-- Records supplied follows --

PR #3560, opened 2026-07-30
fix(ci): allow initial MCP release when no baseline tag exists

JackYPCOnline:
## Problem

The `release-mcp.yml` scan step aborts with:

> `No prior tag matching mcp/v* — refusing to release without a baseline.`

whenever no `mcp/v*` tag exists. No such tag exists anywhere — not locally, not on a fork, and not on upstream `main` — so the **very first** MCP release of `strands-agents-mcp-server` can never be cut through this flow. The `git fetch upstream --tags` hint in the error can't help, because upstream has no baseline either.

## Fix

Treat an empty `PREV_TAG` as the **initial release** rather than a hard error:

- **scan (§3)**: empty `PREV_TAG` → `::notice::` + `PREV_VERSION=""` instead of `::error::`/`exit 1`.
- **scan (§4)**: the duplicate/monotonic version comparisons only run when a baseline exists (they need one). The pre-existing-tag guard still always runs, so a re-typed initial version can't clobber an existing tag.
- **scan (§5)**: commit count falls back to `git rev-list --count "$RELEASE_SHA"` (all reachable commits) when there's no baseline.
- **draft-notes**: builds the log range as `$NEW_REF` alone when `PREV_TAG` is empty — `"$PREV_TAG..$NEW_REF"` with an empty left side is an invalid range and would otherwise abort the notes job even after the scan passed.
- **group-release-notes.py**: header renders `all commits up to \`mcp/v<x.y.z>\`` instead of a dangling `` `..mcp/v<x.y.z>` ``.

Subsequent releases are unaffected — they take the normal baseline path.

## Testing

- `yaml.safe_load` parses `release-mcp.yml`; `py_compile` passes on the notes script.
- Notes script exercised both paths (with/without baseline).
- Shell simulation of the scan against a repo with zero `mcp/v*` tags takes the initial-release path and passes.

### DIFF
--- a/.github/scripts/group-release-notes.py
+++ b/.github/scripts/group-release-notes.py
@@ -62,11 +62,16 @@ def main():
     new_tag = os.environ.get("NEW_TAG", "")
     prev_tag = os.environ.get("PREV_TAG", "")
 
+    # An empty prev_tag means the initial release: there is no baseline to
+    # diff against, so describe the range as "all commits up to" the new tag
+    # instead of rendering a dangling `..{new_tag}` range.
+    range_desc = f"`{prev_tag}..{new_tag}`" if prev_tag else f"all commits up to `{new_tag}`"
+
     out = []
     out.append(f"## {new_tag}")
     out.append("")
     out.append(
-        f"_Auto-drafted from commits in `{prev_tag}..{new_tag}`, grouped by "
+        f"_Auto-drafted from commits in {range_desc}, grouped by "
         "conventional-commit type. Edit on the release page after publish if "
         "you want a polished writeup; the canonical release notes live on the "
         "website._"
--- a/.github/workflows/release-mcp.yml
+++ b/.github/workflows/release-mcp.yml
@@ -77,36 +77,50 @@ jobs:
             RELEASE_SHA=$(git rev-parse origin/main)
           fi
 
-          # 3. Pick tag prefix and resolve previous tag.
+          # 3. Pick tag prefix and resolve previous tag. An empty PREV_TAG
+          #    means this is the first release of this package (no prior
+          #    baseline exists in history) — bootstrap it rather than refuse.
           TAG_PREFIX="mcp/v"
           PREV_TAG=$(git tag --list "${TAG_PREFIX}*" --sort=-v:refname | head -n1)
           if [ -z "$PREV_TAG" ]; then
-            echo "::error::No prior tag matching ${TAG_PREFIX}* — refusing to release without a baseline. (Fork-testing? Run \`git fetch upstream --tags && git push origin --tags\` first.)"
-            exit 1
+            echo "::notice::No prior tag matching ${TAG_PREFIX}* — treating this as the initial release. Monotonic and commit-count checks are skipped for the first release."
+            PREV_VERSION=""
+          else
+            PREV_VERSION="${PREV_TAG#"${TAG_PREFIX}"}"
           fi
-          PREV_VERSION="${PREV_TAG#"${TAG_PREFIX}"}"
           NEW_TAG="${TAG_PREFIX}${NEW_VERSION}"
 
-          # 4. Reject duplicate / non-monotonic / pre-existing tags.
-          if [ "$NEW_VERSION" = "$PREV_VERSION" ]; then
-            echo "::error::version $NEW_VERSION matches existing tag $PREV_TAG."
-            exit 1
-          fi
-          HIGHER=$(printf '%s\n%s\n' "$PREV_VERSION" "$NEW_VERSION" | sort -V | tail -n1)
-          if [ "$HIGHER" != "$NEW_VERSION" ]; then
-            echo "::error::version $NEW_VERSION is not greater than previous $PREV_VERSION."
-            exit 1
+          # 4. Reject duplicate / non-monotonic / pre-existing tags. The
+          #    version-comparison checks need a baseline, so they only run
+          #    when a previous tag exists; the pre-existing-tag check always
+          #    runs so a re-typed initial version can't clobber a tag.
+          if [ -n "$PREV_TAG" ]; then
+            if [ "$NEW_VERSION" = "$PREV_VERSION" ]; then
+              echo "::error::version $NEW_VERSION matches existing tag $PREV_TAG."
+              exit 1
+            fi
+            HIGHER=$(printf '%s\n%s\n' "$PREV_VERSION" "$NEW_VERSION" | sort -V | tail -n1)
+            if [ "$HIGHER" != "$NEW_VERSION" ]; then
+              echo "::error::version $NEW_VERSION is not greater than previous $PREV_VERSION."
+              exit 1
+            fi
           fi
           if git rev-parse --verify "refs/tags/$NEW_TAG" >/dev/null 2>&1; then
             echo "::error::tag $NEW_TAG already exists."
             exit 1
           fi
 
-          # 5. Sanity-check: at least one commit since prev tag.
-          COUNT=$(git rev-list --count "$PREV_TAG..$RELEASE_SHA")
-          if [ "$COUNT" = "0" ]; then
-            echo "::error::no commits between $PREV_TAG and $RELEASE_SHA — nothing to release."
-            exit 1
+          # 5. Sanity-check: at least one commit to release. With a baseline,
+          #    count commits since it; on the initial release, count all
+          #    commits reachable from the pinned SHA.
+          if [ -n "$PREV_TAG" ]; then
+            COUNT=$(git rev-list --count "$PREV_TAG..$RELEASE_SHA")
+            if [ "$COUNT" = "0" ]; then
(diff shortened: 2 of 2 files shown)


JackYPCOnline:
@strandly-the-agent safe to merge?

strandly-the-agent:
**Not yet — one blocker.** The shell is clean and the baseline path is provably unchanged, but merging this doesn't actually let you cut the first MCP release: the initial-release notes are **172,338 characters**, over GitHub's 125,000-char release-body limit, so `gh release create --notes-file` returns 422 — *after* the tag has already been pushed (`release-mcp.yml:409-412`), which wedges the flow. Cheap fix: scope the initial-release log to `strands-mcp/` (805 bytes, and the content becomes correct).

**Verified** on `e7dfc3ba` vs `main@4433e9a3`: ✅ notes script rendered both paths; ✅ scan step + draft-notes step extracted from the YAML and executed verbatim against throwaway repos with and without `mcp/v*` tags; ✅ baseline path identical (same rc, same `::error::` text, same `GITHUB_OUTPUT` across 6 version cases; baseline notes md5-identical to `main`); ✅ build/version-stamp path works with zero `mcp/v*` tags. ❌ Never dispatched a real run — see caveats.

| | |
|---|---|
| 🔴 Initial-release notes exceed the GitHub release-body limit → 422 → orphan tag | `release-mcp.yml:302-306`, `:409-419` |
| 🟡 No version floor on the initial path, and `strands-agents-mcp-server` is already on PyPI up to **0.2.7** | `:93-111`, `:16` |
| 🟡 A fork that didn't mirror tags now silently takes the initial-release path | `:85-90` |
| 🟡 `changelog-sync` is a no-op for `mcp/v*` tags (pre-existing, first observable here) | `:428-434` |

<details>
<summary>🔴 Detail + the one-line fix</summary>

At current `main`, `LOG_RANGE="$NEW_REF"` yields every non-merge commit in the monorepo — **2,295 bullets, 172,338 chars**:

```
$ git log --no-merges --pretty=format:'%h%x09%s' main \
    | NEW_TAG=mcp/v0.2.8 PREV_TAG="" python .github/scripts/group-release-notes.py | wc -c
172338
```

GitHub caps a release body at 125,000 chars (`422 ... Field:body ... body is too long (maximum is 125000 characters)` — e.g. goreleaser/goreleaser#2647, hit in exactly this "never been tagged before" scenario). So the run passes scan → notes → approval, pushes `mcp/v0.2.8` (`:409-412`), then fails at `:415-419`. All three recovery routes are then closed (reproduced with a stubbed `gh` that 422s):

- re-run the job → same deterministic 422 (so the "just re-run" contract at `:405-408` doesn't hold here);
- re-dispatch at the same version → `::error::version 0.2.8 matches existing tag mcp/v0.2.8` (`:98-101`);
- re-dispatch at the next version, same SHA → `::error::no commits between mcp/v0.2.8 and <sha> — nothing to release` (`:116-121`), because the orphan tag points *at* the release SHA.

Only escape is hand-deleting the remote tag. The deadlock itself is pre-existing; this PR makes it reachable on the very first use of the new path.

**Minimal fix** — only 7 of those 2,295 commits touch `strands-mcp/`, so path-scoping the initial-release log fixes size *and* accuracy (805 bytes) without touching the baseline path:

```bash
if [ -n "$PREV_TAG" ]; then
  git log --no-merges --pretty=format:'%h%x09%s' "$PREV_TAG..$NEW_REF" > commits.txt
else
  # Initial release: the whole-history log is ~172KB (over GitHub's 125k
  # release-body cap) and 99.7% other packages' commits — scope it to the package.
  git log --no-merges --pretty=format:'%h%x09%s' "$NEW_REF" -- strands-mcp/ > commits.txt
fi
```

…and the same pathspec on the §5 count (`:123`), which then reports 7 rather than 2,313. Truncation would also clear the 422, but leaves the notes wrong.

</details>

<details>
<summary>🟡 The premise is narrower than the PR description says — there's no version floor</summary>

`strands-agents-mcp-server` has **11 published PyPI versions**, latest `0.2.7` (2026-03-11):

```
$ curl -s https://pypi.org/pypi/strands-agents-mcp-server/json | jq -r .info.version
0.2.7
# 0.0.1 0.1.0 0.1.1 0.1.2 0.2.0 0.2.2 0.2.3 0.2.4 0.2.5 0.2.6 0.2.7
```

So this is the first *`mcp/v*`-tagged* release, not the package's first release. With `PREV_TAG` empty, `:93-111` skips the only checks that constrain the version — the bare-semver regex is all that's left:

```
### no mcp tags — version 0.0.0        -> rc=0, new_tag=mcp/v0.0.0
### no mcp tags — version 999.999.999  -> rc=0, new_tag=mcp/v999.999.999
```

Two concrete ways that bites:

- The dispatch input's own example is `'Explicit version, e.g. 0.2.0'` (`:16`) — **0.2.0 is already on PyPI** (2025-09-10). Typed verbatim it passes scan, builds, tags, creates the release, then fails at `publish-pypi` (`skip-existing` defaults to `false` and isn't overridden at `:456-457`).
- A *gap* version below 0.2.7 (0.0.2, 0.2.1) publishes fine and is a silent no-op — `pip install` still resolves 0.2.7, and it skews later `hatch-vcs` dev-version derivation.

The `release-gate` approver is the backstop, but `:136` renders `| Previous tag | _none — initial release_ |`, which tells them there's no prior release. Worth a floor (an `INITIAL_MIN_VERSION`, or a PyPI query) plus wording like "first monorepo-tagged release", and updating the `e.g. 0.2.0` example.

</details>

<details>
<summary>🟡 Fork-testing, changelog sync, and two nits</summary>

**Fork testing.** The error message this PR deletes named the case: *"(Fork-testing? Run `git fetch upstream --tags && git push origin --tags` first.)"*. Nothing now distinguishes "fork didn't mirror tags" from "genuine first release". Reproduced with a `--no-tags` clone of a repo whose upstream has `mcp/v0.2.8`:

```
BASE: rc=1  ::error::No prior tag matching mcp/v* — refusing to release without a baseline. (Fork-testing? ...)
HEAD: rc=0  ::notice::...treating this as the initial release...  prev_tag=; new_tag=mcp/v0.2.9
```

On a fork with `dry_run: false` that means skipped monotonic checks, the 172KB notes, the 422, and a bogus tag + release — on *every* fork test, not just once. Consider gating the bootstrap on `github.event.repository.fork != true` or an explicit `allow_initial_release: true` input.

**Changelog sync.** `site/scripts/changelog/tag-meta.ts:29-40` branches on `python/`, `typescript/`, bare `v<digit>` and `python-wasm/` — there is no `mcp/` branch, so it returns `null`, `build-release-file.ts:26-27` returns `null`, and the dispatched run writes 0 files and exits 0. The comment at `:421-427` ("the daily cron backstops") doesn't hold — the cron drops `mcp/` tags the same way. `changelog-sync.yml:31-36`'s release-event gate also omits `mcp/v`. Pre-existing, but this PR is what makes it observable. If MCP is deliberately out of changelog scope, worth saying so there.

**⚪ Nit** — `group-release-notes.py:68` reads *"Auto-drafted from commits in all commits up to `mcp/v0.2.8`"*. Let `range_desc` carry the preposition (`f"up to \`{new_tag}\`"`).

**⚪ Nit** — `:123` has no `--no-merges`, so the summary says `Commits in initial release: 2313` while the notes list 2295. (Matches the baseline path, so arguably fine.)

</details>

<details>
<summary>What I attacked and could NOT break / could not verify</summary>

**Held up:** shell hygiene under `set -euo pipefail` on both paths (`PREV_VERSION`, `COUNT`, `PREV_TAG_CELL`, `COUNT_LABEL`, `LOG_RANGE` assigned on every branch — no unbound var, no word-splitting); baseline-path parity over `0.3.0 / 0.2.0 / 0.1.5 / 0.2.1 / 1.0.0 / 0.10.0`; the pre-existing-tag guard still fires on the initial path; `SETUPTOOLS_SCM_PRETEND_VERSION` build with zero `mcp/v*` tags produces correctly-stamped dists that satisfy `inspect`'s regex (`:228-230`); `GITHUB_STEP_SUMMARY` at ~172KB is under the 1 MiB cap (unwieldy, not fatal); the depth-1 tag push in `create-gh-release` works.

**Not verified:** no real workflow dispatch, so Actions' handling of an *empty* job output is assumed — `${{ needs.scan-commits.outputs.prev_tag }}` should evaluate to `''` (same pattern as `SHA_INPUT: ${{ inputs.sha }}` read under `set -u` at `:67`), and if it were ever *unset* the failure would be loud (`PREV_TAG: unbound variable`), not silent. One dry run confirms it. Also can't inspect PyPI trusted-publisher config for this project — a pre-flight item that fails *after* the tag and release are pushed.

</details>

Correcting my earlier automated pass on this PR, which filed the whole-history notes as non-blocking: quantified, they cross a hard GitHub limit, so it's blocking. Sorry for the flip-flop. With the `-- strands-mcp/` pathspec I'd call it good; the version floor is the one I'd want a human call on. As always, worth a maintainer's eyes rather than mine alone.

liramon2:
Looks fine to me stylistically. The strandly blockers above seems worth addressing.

-- Records supplied concluded --

What to produce: From the data above, work out how many lines hold "reachable". Answer with the number alone.

Solution to the exercise: 3